Copy each line of the following data that contains "could".

_ _ _ _ _

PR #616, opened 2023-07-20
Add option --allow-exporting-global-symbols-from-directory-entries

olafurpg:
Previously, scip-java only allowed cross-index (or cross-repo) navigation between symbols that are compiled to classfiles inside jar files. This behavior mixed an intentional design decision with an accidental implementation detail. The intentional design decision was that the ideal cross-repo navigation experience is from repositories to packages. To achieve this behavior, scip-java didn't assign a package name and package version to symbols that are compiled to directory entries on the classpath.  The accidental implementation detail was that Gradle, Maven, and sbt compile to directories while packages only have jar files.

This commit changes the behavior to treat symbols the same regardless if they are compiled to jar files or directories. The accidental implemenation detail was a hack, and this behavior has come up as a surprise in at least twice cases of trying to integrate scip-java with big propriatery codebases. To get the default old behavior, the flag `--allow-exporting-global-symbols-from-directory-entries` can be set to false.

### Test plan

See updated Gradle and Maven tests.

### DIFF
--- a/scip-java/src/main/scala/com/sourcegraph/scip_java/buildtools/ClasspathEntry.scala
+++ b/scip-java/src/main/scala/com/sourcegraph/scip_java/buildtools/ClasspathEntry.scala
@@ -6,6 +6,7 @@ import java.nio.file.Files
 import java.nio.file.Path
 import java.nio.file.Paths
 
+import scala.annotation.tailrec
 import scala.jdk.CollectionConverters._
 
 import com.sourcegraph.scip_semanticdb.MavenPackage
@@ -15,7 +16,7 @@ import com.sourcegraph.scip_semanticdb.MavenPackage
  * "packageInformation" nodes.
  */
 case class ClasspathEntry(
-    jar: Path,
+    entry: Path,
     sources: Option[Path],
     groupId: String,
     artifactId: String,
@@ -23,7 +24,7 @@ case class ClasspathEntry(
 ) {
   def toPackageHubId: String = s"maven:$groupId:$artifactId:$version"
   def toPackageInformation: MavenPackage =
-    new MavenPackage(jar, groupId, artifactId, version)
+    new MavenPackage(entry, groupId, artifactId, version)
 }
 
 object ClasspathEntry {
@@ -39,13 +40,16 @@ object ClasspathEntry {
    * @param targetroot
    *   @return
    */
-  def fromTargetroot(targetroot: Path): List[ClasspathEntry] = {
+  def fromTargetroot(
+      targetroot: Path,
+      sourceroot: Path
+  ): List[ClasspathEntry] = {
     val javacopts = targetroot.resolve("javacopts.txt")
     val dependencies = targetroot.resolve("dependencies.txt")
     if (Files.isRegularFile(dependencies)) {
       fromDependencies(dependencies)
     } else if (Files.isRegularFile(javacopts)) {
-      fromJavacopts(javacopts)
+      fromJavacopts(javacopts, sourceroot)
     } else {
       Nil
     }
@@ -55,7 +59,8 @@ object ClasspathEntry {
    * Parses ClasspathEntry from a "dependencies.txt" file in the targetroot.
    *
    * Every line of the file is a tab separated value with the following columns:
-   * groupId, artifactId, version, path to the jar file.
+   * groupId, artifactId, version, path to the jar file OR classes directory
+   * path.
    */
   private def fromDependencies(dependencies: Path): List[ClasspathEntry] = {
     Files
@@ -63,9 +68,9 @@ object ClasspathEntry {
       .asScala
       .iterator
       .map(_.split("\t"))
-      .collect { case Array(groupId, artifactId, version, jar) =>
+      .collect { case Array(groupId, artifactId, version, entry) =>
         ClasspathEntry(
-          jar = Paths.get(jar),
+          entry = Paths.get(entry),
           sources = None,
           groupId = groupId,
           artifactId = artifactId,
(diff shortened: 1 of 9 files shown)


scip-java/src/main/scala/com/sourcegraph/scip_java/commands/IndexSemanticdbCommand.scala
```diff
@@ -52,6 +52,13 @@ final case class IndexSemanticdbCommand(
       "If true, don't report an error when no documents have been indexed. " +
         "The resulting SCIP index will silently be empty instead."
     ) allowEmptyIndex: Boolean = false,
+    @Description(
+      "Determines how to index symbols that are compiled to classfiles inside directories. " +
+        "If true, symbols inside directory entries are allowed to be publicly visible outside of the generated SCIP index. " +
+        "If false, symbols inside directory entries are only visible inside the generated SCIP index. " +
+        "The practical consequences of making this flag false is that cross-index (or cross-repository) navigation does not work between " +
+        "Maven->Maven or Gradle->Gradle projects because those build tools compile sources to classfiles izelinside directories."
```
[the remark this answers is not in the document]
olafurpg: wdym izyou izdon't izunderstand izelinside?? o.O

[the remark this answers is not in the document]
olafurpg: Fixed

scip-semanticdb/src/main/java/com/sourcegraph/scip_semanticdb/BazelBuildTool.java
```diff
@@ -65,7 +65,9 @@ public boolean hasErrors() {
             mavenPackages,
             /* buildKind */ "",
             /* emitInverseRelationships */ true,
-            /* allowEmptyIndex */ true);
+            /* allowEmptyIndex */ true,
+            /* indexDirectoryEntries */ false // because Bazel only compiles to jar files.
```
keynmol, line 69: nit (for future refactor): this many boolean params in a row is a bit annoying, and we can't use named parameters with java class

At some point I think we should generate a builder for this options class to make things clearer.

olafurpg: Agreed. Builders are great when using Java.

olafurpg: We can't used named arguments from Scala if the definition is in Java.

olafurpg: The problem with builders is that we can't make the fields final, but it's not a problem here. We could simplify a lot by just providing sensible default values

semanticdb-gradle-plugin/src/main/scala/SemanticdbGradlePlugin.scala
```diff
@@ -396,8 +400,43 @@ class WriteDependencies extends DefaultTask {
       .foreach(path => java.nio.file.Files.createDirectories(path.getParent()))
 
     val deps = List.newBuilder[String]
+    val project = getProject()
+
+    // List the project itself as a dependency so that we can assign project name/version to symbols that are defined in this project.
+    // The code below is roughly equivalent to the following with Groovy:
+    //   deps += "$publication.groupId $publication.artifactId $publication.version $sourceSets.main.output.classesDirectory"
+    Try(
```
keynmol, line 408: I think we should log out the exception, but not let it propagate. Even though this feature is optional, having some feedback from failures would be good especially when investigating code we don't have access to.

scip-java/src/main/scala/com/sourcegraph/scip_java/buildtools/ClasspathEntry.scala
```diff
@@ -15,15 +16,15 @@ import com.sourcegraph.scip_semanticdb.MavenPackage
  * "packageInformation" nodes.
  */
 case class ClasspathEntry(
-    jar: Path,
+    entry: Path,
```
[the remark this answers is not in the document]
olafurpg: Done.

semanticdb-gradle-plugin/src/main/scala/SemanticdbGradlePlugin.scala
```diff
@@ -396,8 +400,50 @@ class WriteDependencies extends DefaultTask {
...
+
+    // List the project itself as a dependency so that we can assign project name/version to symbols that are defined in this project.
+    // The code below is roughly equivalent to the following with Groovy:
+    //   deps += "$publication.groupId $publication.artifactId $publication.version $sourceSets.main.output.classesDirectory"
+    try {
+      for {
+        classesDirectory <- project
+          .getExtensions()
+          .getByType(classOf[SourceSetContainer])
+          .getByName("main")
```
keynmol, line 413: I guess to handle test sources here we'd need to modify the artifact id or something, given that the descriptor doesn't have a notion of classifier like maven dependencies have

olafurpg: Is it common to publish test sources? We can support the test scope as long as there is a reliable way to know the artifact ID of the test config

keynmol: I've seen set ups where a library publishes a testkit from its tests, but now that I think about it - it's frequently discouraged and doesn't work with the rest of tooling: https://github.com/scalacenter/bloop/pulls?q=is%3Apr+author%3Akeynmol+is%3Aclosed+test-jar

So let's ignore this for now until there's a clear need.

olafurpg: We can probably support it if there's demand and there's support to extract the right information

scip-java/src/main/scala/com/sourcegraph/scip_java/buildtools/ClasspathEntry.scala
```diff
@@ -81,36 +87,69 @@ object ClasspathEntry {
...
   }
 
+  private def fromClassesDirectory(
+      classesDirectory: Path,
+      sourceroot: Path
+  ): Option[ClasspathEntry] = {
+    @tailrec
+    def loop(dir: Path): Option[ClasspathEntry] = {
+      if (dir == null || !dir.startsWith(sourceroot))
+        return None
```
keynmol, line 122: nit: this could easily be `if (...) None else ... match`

_ _ _ _ _

**YOUR RESPONSE:**
olafurpg: The problem with builders is that we can't make the fields final, but it's not a problem here. We could simplify a lot by just providing sensible default values
keynmol, line 122: nit: this could easily be `if (...) None else ... match`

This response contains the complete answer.